-- RAW DATA --
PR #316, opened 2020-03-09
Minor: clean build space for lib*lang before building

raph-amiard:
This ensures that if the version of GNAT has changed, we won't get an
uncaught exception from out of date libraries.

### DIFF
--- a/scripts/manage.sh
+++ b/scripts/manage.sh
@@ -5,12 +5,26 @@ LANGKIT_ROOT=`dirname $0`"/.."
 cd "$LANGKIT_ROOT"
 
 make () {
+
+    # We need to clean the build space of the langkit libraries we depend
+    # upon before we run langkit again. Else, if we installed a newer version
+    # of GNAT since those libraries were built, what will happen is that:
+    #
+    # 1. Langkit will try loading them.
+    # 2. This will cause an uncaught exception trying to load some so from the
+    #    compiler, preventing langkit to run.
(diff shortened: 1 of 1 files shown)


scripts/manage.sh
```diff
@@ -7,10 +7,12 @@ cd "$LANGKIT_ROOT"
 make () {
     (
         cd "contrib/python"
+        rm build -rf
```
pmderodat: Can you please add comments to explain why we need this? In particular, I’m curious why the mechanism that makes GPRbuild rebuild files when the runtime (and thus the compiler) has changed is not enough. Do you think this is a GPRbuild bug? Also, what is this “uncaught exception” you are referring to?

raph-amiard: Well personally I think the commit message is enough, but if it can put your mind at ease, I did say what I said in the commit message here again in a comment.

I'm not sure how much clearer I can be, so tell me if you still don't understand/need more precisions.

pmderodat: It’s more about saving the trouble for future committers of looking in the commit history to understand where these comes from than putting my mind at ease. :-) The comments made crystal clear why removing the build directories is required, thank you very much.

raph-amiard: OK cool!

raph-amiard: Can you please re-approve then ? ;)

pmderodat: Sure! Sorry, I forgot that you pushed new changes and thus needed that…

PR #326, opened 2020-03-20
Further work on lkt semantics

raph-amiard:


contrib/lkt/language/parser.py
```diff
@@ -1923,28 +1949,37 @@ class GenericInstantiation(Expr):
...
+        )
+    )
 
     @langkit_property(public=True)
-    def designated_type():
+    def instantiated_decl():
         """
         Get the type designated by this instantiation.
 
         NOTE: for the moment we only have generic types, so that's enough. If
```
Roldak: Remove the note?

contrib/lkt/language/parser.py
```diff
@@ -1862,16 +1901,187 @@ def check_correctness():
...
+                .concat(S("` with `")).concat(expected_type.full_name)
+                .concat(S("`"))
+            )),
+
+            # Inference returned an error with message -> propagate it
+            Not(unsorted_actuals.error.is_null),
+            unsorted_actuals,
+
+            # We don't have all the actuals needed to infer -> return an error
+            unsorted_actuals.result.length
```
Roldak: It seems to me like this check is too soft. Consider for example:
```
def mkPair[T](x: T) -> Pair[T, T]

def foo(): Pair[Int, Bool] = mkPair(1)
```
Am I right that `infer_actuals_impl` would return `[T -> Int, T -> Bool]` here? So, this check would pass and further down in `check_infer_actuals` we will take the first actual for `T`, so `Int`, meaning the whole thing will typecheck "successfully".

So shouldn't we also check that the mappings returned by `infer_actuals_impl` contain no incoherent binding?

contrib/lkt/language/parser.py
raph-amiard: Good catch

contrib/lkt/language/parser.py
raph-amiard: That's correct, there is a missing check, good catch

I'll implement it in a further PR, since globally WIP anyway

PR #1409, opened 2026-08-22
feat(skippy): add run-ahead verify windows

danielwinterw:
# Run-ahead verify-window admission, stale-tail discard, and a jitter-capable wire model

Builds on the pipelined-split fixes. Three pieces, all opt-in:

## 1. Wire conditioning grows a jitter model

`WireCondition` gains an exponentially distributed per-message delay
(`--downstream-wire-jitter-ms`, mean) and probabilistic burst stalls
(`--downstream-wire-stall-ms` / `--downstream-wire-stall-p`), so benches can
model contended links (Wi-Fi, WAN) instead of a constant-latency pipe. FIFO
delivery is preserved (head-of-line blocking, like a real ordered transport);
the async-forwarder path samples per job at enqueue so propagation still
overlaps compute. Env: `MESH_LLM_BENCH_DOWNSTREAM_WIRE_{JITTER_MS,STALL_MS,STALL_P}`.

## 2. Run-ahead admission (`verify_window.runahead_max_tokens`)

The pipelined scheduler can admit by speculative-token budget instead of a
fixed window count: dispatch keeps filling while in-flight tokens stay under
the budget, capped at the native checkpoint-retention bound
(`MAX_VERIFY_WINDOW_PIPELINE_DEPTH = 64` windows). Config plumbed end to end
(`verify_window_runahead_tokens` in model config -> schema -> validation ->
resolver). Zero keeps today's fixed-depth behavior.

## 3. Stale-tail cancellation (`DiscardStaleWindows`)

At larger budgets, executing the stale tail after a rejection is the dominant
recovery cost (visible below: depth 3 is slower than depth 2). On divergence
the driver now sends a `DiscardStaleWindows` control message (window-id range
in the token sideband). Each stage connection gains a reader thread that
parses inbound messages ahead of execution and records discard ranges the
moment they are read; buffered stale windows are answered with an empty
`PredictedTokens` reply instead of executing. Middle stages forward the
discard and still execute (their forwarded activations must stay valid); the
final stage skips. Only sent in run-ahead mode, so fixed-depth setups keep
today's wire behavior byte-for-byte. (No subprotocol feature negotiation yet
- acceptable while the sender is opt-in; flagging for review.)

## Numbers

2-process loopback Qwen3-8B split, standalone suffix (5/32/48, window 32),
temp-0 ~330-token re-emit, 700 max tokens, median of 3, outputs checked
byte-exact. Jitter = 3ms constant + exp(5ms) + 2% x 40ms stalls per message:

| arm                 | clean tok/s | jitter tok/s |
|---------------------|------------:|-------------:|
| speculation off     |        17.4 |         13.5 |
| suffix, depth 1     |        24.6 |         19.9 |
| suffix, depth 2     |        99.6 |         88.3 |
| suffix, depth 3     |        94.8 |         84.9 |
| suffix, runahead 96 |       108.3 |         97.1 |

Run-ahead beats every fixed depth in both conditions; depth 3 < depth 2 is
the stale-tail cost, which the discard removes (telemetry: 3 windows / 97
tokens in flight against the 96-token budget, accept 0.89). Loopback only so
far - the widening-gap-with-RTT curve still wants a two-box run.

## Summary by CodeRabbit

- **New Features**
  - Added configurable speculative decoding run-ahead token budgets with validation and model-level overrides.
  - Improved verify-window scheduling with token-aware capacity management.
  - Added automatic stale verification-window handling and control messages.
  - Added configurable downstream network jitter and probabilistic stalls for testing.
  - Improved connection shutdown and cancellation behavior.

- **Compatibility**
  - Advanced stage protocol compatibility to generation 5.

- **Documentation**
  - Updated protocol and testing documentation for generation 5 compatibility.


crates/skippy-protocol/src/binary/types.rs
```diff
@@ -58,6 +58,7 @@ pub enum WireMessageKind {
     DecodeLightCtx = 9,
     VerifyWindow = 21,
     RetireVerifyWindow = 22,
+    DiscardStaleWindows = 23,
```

-- EXERCISE DESCRIPTION --
Each line in the listing above from the one containing "the driver now" through the one containing "parses inbound messages" should be repeated exactly, and no other line.

-- ANSWER TO THE EXERCISE --
the driver now sends a `DiscardStaleWindows` control message (window-id range
in the token sideband). Each stage connection gains a reader thread that
parses inbound messages ahead of execution and records discard ranges the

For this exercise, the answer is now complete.